Recorded data
------------------------------------------------------------------------

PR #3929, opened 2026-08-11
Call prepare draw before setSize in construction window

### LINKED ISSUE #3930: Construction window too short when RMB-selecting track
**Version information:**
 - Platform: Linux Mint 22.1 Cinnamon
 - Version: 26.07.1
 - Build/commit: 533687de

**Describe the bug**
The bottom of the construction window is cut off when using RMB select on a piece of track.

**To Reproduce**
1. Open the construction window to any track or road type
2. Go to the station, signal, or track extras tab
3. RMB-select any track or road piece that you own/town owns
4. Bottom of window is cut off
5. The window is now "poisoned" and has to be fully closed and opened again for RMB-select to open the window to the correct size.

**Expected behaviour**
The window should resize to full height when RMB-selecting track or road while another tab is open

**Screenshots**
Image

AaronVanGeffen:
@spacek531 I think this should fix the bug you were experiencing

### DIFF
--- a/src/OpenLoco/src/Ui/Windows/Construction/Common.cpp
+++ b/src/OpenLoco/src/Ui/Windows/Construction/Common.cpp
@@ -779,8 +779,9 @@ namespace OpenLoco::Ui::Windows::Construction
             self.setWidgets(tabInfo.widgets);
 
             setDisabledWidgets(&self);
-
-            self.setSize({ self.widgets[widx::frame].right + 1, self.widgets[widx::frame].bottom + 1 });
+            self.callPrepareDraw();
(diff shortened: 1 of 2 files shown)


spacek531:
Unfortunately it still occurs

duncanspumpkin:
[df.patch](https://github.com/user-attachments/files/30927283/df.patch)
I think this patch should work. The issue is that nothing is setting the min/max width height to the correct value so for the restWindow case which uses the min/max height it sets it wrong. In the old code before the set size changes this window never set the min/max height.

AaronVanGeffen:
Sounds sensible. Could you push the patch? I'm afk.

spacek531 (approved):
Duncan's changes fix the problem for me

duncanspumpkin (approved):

------------------------------------------------------------------------

| TASK STATEMENT |
What the exercise needs is every record again, word for word.

| EXPECTED OUTPUT |
PR #3929, opened 2026-08-11
Call prepare draw before setSize in construction window

### LINKED ISSUE #3930: Construction window too short when RMB-selecting track
**Version information:**
 - Platform: Linux Mint 22.1 Cinnamon
 - Version: 26.07.1
 - Build/commit: 533687de

**Describe the bug**
The bottom of the construction window is cut off when using RMB select on a piece of track.

**To Reproduce**
1. Open the construction window to any track or road type
2. Go to the station, signal, or track extras tab
3. RMB-select any track or road piece that you own/town owns
4. Bottom of window is cut off
5. The window is now "poisoned" and has to be fully closed and opened again for RMB-select to open the window to the correct size.

**Expected behaviour**
The window should resize to full height when RMB-selecting track or road while another tab is open

**Screenshots**
Image

AaronVanGeffen:
@spacek531 I think this should fix the bug you were experiencing

### DIFF
--- a/src/OpenLoco/src/Ui/Windows/Construction/Common.cpp
+++ b/src/OpenLoco/src/Ui/Windows/Construction/Common.cpp
@@ -779,8 +779,9 @@ namespace OpenLoco::Ui::Windows::Construction
             self.setWidgets(tabInfo.widgets);
 
             setDisabledWidgets(&self);
-
-            self.setSize({ self.widgets[widx::frame].right + 1, self.widgets[widx::frame].bottom + 1 });
+            self.callPrepareDraw();
(diff shortened: 1 of 2 files shown)


spacek531:
Unfortunately it still occurs

duncanspumpkin:
[df.patch](https://github.com/user-attachments/files/30927283/df.patch)
I think this patch should work. The issue is that nothing is setting the min/max width height to the correct value so for the restWindow case which uses the min/max height it sets it wrong. In the old code before the set size changes this window never set the min/max height.

AaronVanGeffen:
Sounds sensible. Could you push the patch? I'm afk.

spacek531 (approved):
Duncan's changes fix the problem for me

duncanspumpkin (approved):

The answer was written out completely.